I'm definitely warming up to the idea of quinoa, even though I tend to be suspicious of uber-healthy foods when they first become popular. But it seems like everyone has been talking about this high-protein grain. It's also one of the easiest things to cook and, especially in the summertime, makes a superb light dinner that can be served warm or at room temperature.
While it's easy to just throw vegetables into a bowl of quinoa indiscriminately, this one from Patricia Wells's new book Salad as a Meal is special. To make the quinoa a little nuttier (and more delicious), you can toast it in a dry skillet first until it starts to pop and become fragrant. Wells' recipe treats each element of the salad with care, like using a separate dressing for the spinach. It adds such a bright richness, you'll forget you're eating "health food."
- Active time: 15
- Total time:40
- 1 1/2 cups quinoa
- 3 cups vegetable or chicken stock, or water
- 2 bay leaves
- 1/2 teaspoon salt, more to taste (depending on the saltiness of the broth)

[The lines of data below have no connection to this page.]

PR #46, opened 2014-09-13
Add support for a 'waitDuration' option in startApp

JamieEdge:
This might be required for https://github.com/appium/appium/issues/780.

### DIFF
--- a/lib/adb.js
+++ b/lib/adb.js
@@ -1144,7 +1144,11 @@ ADB.prototype.startApp = function (startAppOptions, cb) {
       }
 
       if (startAppOptions.waitActivity) {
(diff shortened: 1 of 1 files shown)


chrigrahcisco:
Can you provide details on how to exercise the waitDuration option?

edgy360:
It's been a while since I directly used appium-adb, so not sure if it has changed, but you should just need to set this as part of the launch options.

chrigrahcisco:
I happen to be using Appium.app   and see no such option, nor any documentation of a server flag, assuming one exists.

edgy360:
This was a pull request into appium-adb rather than Appium so it didn’t expose a server flag. It would need to be added into the main Appium source too for that functionality to exist if it hasn’t been already.

PR #68, opened 2014-12-29
add JAVA_HOME env variable check

hyeung-trulia:
add JAVA_HOME env variable check before running path.resolve with process.env.JAVA_HOME


jlipps:
Unfortunately because of the way JS's async works, if you want to do this check you'll need to put everything after the check inside the check's callback. Does that make sense?

lib/adb.js
```diff
@@ -494,16 +494,21 @@ ADB.prototype.checkApkCert = function (apk, pkg, cb) {
 };
 
 ADB.prototype.checkCustomApkCert = function (apk, pkg, cb) {
+  var self = this;
```
jlipps: instead of aliasing `this` to `self`, we simply `.bind(this)` any function which needs the `this` context

jlipps:
made another comment, otherwise looks good. and we'll ask you to squash everything into one commit, please

hyeung-trulia:
I think messed the pull request up when trying to squash the commits. I created a new one with just the necessary changes: https://github.com/appium/appium-adb/pull/73

PR #71, opened 2015-02-16
remove testZip step for selendroid

aluedeke:
fix for appium/appium#4414

### DIFF
--- a/lib/helpers.js
+++ b/lib/helpers.js
@@ -11,64 +11,25 @@ var logger = require('./logger'),
 
 exports.unzipFile = function (zipPath, cb) {
   logger.debug("Unzipping " + zipPath);
-  exports.testZipArchive(zipPath, function (err, valid) {
-    if (valid) {
-      if (exports.isWindows()) {
-        var zip = new AdmZip(zipPath);
-        zip.extractAllTo(path.dirname(zipPath), true);
-        logger.debug("Unzip successful");
-        cb(null, null);
-      } else {
-        var execOpts = {cwd: path.dirname(zipPath), maxBuffer: 524288};
-        exec('unzip -o ' + zipPath, execOpts, function (err, stderr, stdout) {
-          if (!err) {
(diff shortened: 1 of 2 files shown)


aluedeke:
appium/appium#4541

bootstraponline:
:+1:

lib/helpers.js
```diff
@@ -11,64 +11,25 @@ var logger = require('./logger'),
...
-            logger.error("Stdout: " + stdout);
-            cb("Archive could not be unzipped, check appium logs.", null);
-          }
-        });
-      }
+    if (exports.isWindows()) {
+      var zip = new AdmZip(zipPath);
+      zip.extractAllTo(path.dirname(zipPath), true);
+      logger.debug("Unzip successful");
+      cb(null, null);
```
jlipps: can we take the opportunity to fix this pattern? this should just be `cb();`

lib/helpers.js
```diff
@@ -11,64 +11,25 @@ var logger = require('./logger'),
...
+          logger.debug("Unzip successful");
+          cb(null, stderr);
         } else {
-          logger.error("Zip file " + zipPath + " was not valid");
+          logger.error("Unzip threw error " + err);
           logger.error("Stderr: " + stderr);
           logger.error("Stdout: " + stdout);
-          cb("Zip archive did not test successfully, check appium server logs " +
-             "for output", false);
+          cb("Archive could not be unzipped, check appium logs.", null);
```
jlipps: can we take the opportunity to fix this? we should be calling back with an error object, e.g., `cb(new Error("Archive could not be unzipped, check appium logs."))`, and we don't want to pass another param if we have an error.

jlipps:
made a few comments, then good to go

paymand:
The latest unzip version on Ubuntu (6.0-12ubuntu1.3) has the fix and testZip step doesn't fail anymore.

PR #72, opened 2015-02-24
Made adb present check part of instantiation

0x1mason:
Created a factory method to consolidate instantiation with checking adb exists.

@jlipps @sebv The taking of ganders, please if you will.

### DIFF
--- a/lib/adb.js
+++ b/lib/adb.js
@@ -67,6 +67,13 @@ var ADB = function (opts) {
 // exposing logger
 ADB.logger = logger;
 
+ADB.createADB = function (opts, cb) {
+  var adb = new ADB(opts);
+  adb.checkAdbPresent(function (err) {
+    cb(err, adb);
+  });
+};
+
 ADB.prototype.checkSdkBinaryPresent = function (binary, cb) {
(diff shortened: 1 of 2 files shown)


lib/adb.js
```diff
@@ -46,10 +47,16 @@ var ADB = function (opts) {
   if (opts.remoteAdbPort) {
     this.adb.defaultArgs.push("-P", opts.remoteAdbPort);
   }
+  var initError = null;
+  async.series([
+    this._checkAdbPresent.bind(this)
+  ], function(err) {
+    initError = err;
+  });
+  if (initError) throw initError;
```
jlipps: there's an async bug here: this line will usually execute before `this._checkAdbPresent` ever has a chance to.

we can't run async functions inside a constructor. if we want to do something like this we should create an `init` function or something which is async

0x1mason: Ok, I know what I'll do.

sebv: Was also wondering about this `async.series`.

0x1mason:
@jlipps @sebv Let's try again.

PR #73, opened 2015-03-16
add JAVA_HOME env varible check before running path.resolve with process...

hyeung-trulia:
....env.JAVA_HOME and return a more meaningful error message


jlipps:
thanks! will get this into a new publish of appium adb

jlipps:
ok, this has been published and brought into appium master

PR #75, opened 2015-04-16
Adding isEmulator method

moizjv:
- For future use to find if it is a real device or emulator.


bootstraponline:
[:-1:](http://stackoverflow.com/questions/27002663/adb-shell-dumpsys-iphonesubinfo-not-working-since-android-5-0-lollipop)

moizjv:
Ok let me look into it. I was testing with 4.4.4, I will close this for now I will use services to getDevice id. Thanks @bootstraponline !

- 3 tablespoon fresh lemon juice, divided
- 2 cups loosely packed parsley leaves, chopped
- 2 tablespoons olive oil
- 3 scallions, white part only, cut into thin rings
- 5 ounces fresh spinach, cut into chiffonade
- 1 cup light cream (or half-and-half)
- 1/3 cup minced fresh chives
- Zest of 1 lemon
Bring stock to boil in a large saucepan over high heat. Meanwhile, in a large dry skillet, toast quinoa over medium heat until it begins to pop and becomes aromatic. Add quinoa to stock along with bay leaves and salt, bring back to a boil, then simmer until liquid is absorbed and quinoa is tender, 20-30 minutes.
In the meantime, combine parsley, olive oil, and 1 tablespoon of the lemon juice in a small food processor. Process until parsley is finely chopped.
Combine remaining lemon juice with light cream, chives, and lemon zest. Season to taste with salt and toss with the spinach in a large serving bowl.
Toss cooked quinoa with the parsley vinaigrette and scallions. Toss gently with the spinach and serve.